A common pattern is to give a super-admin the global wildcard permission so they bypass all permission checks:

@Injectable()
export class SuperAdminSeeder implements OnModuleInit {
  constructor(
    private readonly permissionService: PermissionService,
    private readonly roleService: RoleService,
    private readonly registrar: PermissionRegistrarService,
  ) {}

  async onModuleInit() {
    // Create the global wildcard
    await this.permissionService.findOrCreate("*");

    // Create the super-admin role
    await this.roleService.findOrCreate("super-admin");
    await this.roleService.givePermissionTo("super-admin", "*");

    // Optionally create scoped wildcards for other roles
    await this.permissionService.findOrCreate("posts.*");
    await this.permissionService.findOrCreate("users.*");

    await this.roleService.findOrCreate("content-admin");
    await this.roleService.givePermissionTo("content-admin", "posts.*");

    await this.roleService.findOrCreate("user-admin");
    await this.roleService.givePermissionTo("user-admin", "users.*");
  }
}

Important Considerations

Wildcard permissions are only checked when exact matches fail

The wildcard check is the third and final step in the permission resolution chain. If an exact match is found through direct or role-inherited permissions, the wildcard engine is not invoked. This means wildcard matching has no performance impact when the user has the exact permission.

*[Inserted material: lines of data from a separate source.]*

PR #207, opened 2023-07-16
Test for regressions against Drupal core

Boegie:
See https://www.drupal.org/project/coder/issues/3374864

### DIFF
--- a/.github/workflows/testing.yml
+++ b/.github/workflows/testing.yml
@@ -51,3 +51,47 @@ jobs:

Wildcards do not create permissions

A wildcard like articles.* does not automatically create articles.create, articles.edit, etc. in the database. The wildcard is a pattern that is evaluated at check time. The individual permissions do not need to exist as records -- the check will still pass.

Performance

The trie is built from the user's permission names on each wildcard check. If you have a large number of permissions and frequent authorization checks, consider whether caching meets your performance requirements. The built-in cache helps because the permission list itself is cached, but the trie is rebuilt on each request.

Disabling wildcards

If you enable wildcards and later disable them, users who were granted only wildcard permissions (e.g., articles.*) will lose access to the specific permissions (e.g., articles.create) that the wildcard previously covered. Make sure to assign explicit permissions before disabling wildcards if continuity is needed.